Recently, my sister and her husband traveled to Colombia to adopt their new son. Serendipitously, their adoption matched up with our dear friends’ who are also adopting from the same country. In fact, both families traveled at exactly the same time and are each still in-country waiting for their respective adoptions to finalize. Exciting, right? It is. Super.

As I have followed their stories and Facebook posts over the past couple of weeks, I’ve been catapulted into my personal past. To an adoption of four Colombian siblings nearly 10 years ago. I can smell it. Taste it. Touch it. The days were long as we adjusted to our new life together. Bonding, language barriers, and pre-molded personalities took constant time and attention, especially the first two months home. Magical moments were there though, in the longness of the days.

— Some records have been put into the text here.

PR #129, opened 2021-08-11
Fix hanging ODE for low rainfall

giovannic:
An ODE parameter (carrying capacity) was flipping between 0 and a few million within a fraction of a second. When we have a large carrying capacity and rainfall falls to 0, we get a stark increase in larval mortality.

We fix it with a minimum rainfall level of .01.

Changes:

 * Errors and debug output for too much work
 * Test that rainfall doesn't drop to  0
 * Update CI script


src/adult_mosquito_ode.h
```diff
@@ -24,7 +24,7 @@ struct AdultMosquitoModel {
     double mu; //death rate for adult female mosquitoes
     const double tau; //extrinsic incubation period
     double foim; //force of infection towards mosquitoes
-    AdultMosquitoModel(MosquitoModel, double, double, double);
+    AdultMosquitoModel(MosquitoModel, double, double, double, double);
```
richfitz, line 27: should this be `int` or `size_t` here for max steps?

src/mosquito_biology.cpp
```diff
@@ -20,7 +20,7 @@ double carrying_capacity(
 ) {
     if (model_seasonality) {
         double r = rainfall(timestep, g0, g, h);
-        return std::max(K0 * r, .01) / R_bar;
+        return std::max(K0 * r / R_bar, .01);
```
richfitz, line 23: worth pulling the `0.01` magic number into a const or `#define`?

src/mosquito_biology.cpp
```diff
@@ -45,8 +45,8 @@ double rainfall(
     double result = g0;
     for (auto i = 0u; i < g.size(); ++i) {
         result +=
-            g[i] * cos(2 * M_PI * t * (i + 1) / 365) +
-            h[i] * sin(2 * M_PI * t * (i + 1) / 365);
+            g[i] * cos(2 * M_PI * (t % 365) * (i + 1) / 365) +
+            h[i] * sin(2 * M_PI * (t % 365) * (i + 1) / 365);
     }
-    return std::max(result, 0.);
+    return std::max(result, .01);
```
richfitz, line 51: Is this the same 0.01 as above?

src/mosquito_biology.cpp
```diff
@@ -45,8 +45,8 @@ double rainfall(
     double result = g0;
     for (auto i = 0u; i < g.size(); ++i) {
         result +=
-            g[i] * cos(2 * M_PI * t * (i + 1) / 365) +
-            h[i] * sin(2 * M_PI * t * (i + 1) / 365);
+            g[i] * cos(2 * M_PI * (t % 365) * (i + 1) / 365) +
```
richfitz, line 48: are these modulos needed?

src/adult_mosquito_ode.h
richfitz: I see you use `size_t` below in `src/mosquito_ode.cpp`

richfitz (commented):
A few small comments here. I'm also not clear (given the explanation above) why foim is now passed to the constructor, but that's just unfamiliarity with the model

src/adult_mosquito_ode.h
giovannic: Ah, it's a bit confusing because there are several classes at play here. I've made an issue to improve this documentation #132 

The `size_t` below is for the `Solver`. Whereas the `double` here is for the `AdultMosquitoModel`.

We've decoupled the model from the solver, to help switch between individual mosquitoes and compartmental ones.

src/mosquito_biology.cpp
giovannic: Thanks, it was an unnecessary leftover from debugging

giovannic:
> A few small comments here. I'm also not clear (given the explanation above) why foim is now passed to the constructor, but that's just unfamiliarity with the model

So we have these `*MosquitoModel` classes (configured based on if adult mosquitoes are individual or not) which store the parameters for the differential equations. We update them with foim for the current timestep. Coincidentally, this is done _before_ the solver tries to access foim for that timestep.

In trying to recreate the issue, I had to construct a MosquitoModel, then update it with an foim, before jumping the solver to the time of interest. It's much neater to construct a MosquitoModel that's ready to go.

richfitz (approved):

Our friends and family were the ones that helped make those first weeks and months bearable. Their acts of kindness and support meant so much and made our adjustment period simply doable! Do you have a friend or family member adopting soon? Maybe they are already adopting or just came home with their new little one(s). Maybe you know someone that is considering adoption in the future. Let me share 6 ways you can offer your love and support in tangible, meaningful ways:

  1. Throw an Adoption Celebration. Yes, do this! If there is just one thing you do for an adoptive family, it should be this. It doesn’t matter if the child is a newborn or turning 15. Adoptive families already feel like a giant, school of fish out of water, especially those who are adopting a non-newborn. An adoption celebration helps the parents feel your love and acceptance and also helps the new child feel special and included. When our family threw an adoption shower for our first adoption, we felt the full love and support of everyone in our extended circle of influence. And it was super fun. I mean who doesn’t want to register for a family tent and Wii games?!? If you cant throw a party or someone has already taken that job, put Welcome Home signs in their yard, send them a card of congratulations, have your children drop a token of friendship off to the new children. Big or small, do something to celebrate the beauty of adoption.

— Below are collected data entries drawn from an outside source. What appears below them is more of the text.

PR #147, opened 2021-10-11
Bug/severe

giovannic:
This PR adds p_inc, p_detect outputs. These are more consistent with Jamie's outputs and smoother.

The p_inc/p_detect outputs sum the probabilities of infection directly into the output. The existing n_inc/n_detect outputs the number of individuals which were sampled for infection. The existing approach comes with more volatility for smaller a population size, which may not be necessary for a simple analyses.

These are some example outputs...

```r
p <- malariasimulation::get_parameters(list(
  severe_enabled=TRUE,
  severe_incidence_rendering_min_ages=0,
  severe_incidence_rendering_max_ages=36500,
  human_population = 10000,
  v=0,
  fvt=0
))
p <- malariasimulation::set_equilibrium(p, 100)
o <- malariasimulation::run_simulation(365 * 10, p)

# plot p_detect vs n_detect
ggplot2::ggplot(o) + ggplot2::geom_line(aes(x = timestep, y = p_detect_730_3650))
ggplot2::ggplot(o) + ggplot2::geom_line(aes(x = timestep, y = n_detect_730_3650))

# plot p_inc_severe vs n_inc_severe (aggregated by year)
df <- data.frame(x = seq(10), y = colSums(matrix(o$p_inc_severe_0_36500, ncol = 10)))
ggplot(df) + geom_line(aes(x = x, y = y)) + xlab('year') + ylab('p_inc_sev')
df <- data.frame(x = seq(10), y = colSums(matrix(o$n_inc_severe_0_36500, ncol = 10)))
ggplot(df) + geom_line(aes(x = x, y = y)) + xlab('year') + ylab('n_inc_sev')
```
pdet
ndet
psev
nsev

Summary of changes:
 * severe mortality fixes
 * refactored incidence rendering (one function for clinical and severe)
 * p_ outputs for detect and inc
 * update test cases
 * bitset_index for speed
 * documentation updates
 * remove obsolete C++ test helpers


R/model.R
```diff
@@ -31,18 +31,31 @@
 #'  * n_detect: number of humans with an infection detectable by microscopy between an inclusive age range at this timestep. This
 #' defaults to n_detect_730_3650. Other age ranges can be set with
 #' prevalence_rendering_min_ages and prevalence_rendering_max_ages parameters.
-#'  * n_severe: number of humans with a severe infection detectable by microscopy 
-#'  between an inclusive age range at this timestep. Age ranges can be set with
+#'  * p_detect: the sum of probabilities of detection by microscopy between an
```
pwinskill, line 34: As the output now contains both, I wonder if it will help users to have an example (in vignette?) when to use one or the other. The nuance of these output types was not something I really remember clocking before, so some guidance will likely be needed.
I guess that users would in general use the smoother p_inc/p_detect outputs, unless they were trying to model "actual" population numbers or elimination questions - is that how you see it too?

pwinskill (commented):
Interesting!
Not a part of the model I'd looked into in a lot of detail for quite a while. A couple qus/comments here

R/model.R
pwinskill: I think potentially useful yes and worth keeping seeing as they have been coded up already.

That output is very helpful. I think that with a litte explainer of how/why the black and grey differ and when to use which kind of output would be great.

pwinskill (approved):

PR #154, opened 2022-01-07
Feat/demography

giovannic:
This PR implements a custom demography for a constant population.

It would be cool to see if the Demography.Rmd vignette makes sense, or if it could be explained more clearly.


vignettes/Demography.Rmd
```diff
@@ -0,0 +1,139 @@
...
+
+```{r, include = FALSE}
+knitr::opts_chunk$set(
+  collapse = TRUE,
+  comment = "#>"
+)
+```
+
+```{r setup}
+suppressPackageStartupMessages(library(ggplot2))
```
htopazian, line 18: ggplot??!?!?!?! yes!

vignettes/Demography.Rmd
```diff
@@ -0,0 +1,139 @@
...
+
+# Parameterisation
+
+We are going to create a scenario where we track severe prevalence for 5 years.
+
+```{r}
+year <- 365
+month <- 30
+sim_length <- 5 * year
+human_population <- 1000
```
htopazian, line 30: this is a great example - super clear.

R/parameters.R
```diff
@@ -405,7 +407,9 @@ get_parameters <- function(overrides = list()) {
     severe_incidence_rendering_min_ages = numeric(0),
     severe_incidence_rendering_max_ages = numeric(0),
     # misc
+    custom_demography = FALSE,
```
htopazian, line 410: I think we should reference the average_age variable here (line #91). If `custom_demography = FALSE` then the model uses average_age = 7663 which is the exponential distribution, right? So does `custom_demography = TRUE` override the average_age argument?

vignettes/Demography.Rmd
giovannic: 😄 we had ggplot all along in DESCRIPTION! Not the whole of tidyverse though. I could remove it? 😛

PR #158, opened 2022-02-09
Bug/immunity incidence

pwinskill:
A small adjustment to the estimation of immunity blood-stage, clinical and severe disease to align incidence and severe incidence estimates.

Immunity values >0 and now evaluated +0.5. This is likely to align with the mid-point of the range that would have been used for the initial fitting.

Note, this does not apply to maternally-aquired immunity.

Adjustments also made to immunity function testing. Although changes were not picked up by some of those tests due to the specified tolerances not being accurate enough. @giovannic  I upped the tolereance by an order of magnitude but we might want to push this further given how sensitive the modelled incidence is to these values?

### DIFF
--- a/R/human_infection.R
+++ b/R/human_infection.R
@@ -376,6 +376,8 @@ boost_immunity <- function(
 
 # Implemented from Winskill 2017 - Supplementary Information page 4
 clinical_immunity <- function(acquired_immunity, maternal_immunity, parameters) {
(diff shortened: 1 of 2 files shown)


pwinskill:
Not sure why the vignette build is failing on macOS - have you seen that one before?

giovannic:
Thanks Pete this looks great!

On the MacOS test, I've made an issue for it #159. It's not new :/

giovannic (approved):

  2. Meals. Meals. Meals. Yeah, I know, the mom did not just come home from the hospital and she is not physically recovering from birthing a child. No, no, she is actually dealing with much harder things. A new, adoptive mom is busy integrating awkward, little people (and sometimes not so little) with all of their emotions and demands into an existing family structure. She’s also busy finding services, setting up appointments, registering for school, scouts, activities, etc. It’s kind of a lot and the last thing she is thinking about is eating or feeding her family. Whether you bring in fresh meals, bring over freezer meals for the future, or invite the family to eat at your house, they are not only a loving gesture of support, but they are also very needed for most new parents.

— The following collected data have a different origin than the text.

PR #172, opened 2022-07-21
Add ITN usage renderer

giovannic:
ITN usage statistics


R/vector_control.R
```diff
@@ -185,3 +185,13 @@ bednet_decay <- function(t, gamma) {
 spraying_decay <- function(t, theta, gamma) {
   1 / (1 + exp(-(theta + gamma * t)))
 }
+
+net_usage_renderer <- function(net_time, renderer) {
+  function(t) {
+    renderer$render(
+      'net_usage',
```
pwinskill, line 192: Net usage in general would be a proportion.
To avoid confusion and keep with the naming convention for other outputs (e.g. prevalence), do you think calling this output `n_use_net` would be a good idea?

pwinskill (commented):
Thanks @giovannic !
One small comment, but works great for me 😎

pwinskill (approved):
❤

PR #177, opened 2022-07-21
Feat/time vary mda age

### LINKED ISSUE #173: Time-varying min and max age groups from MDA/SMC
Make sure old arguments are renamed and/or inputs validated with an informative error as this would be a breaking change

pwinskill:
Implements time-varying min and max ages for MDA, and by extension SMC.

`min_age` and `max_age` arguments have been renamed to `min_ages` and `max_ages`, although R will match the arguments with partial name matching. So, to safeguard there are now checks throwing an error if these arguments are not vectors of the same length as the coverage vector inpur.

**Breaking change** - scalar values for the `min_age` and `max_age` arguments will no longer work, unless there is a single coverage timepoint, which is then I think the desired behaviour.

closes #173


giovannic (approved):
Looks great!

PR #188, opened 2022-08-09
ITN and IRS survive rebirth

giovannic:


pwinskill:
Just to confirm, we do need both the ITN surviving re-birth and the schedule clearance before scheduling to get expected behaviour. Here is the comparison with just rebirth (black analytical, green malariasimulation):
image
and here with both rebirth and altered scheduling:
image
I think you need to fully overwrite when resampling from the exponential otherwise I think with every new net dist you have the possibility of sampling and queuing up a more recent net throw time.

pwinskill (approved):
Thanks @giovannic - looks good!
I wonder if it is worth checking through that this re-scheduling issue doesn't pop up anywhere else too?

giovannic:
> Thanks @giovannic - looks good! I wonder if it is worth checking through that this re-scheduling issue doesn't pop up anywhere else too?

throw_away_net is the last targeted event now. We threw them all away for processes

PR #190, opened 2022-08-16
Rendering for number of persons treated for clinical malaria or via MDA, SMC and PMC

### LINKED ISSUE #189: Rendering of n_treated is actually n_successfully_treated
This distinction might be important if using simulation outputs to cost a programme.
The cost would be the number treated (whether successful or not) multiplied by the drug cost, no the number successfully treated.

pwinskill:
I believe that the `n_treated` outputs are mostly used to cost intervention programmes, it is therefore the number of treatments given, not the number of effective treatments given that should be output. This PR moves the rendering of `n_treated` outputs for clinical treatment, MDA, SMC and PMC to be prior to the drug-efficacy draw.

The PR also adds a distinction between MDA and SMC outputs which are now `n_mda_treated` and `n_smc_treated` respectively.

Fixes #189 

Please do let me know if you have heard of a use-case where users need the output after the drug effiacy draw.

### DIFF
--- a/DESCRIPTION
+++ b/DESCRIPTION
@@ -1,6 +1,6 @@
 Package: malariasimulation
 Title: An individual based model for malaria
-Version: 1.4.1
+Version: 1.4.2
 Authors@R: c(
   person(
     given = "Giovanni",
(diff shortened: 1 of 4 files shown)


giovannic (approved):
Great catch on the mda rendering. Thanks!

  3. Stock the Pantry. Can you imagine the new adoptive parents coming home from a long trip to another country with new children in tow? All they want to do at that point is sleep, hug their kiddos, and sleep some more. With our adoption, our friends had completely stocked our pantry the day we arrived home. We had milk, cereal, bread, fruit, and veggies packed in our fridge and pantry. I didn’t care about brands or types or even the level of healthiness, I was just so grateful to not have to go to the grocery store for a week. It was the kindest act of love and actually made a huge difference those first few days home.
  4. Make Yourself Available. Sometimes the new kids adjust easily. Sometimes they have a rough time. New moms and dads can be just as tired as when they are juggling 3:00 a.m. feedings. Taking over carpool for a few days, teaching a friend’s Sunday School class for a couple of weeks, or just letting the family know that you can pick up the slack with anything for a little while is another amazing way that you can support adoption.
  5. Don’t be Weird. Seriously! Be normal. An adoptive family’s life might be crazy for a short time while they adjust, but the biggest thing they need is to feel normal. If you leave them alone or stop inviting or act weird around the new kids, well, that’s exactly the opposite of supporting someone so just don’t do it. These kids aren’t going anywhere and they need love and support from their entire, new village. They don’t have cooties. They aren’t going to hurt your children. They are just normal kids who have lived a not-so-normal life and need others to help them understand what normal is. Their parents will let you know if an invite is too soon. It never was for us. We were so anxious to integrate the kids and have our friends fall head over heals for them. And they did. Quickly.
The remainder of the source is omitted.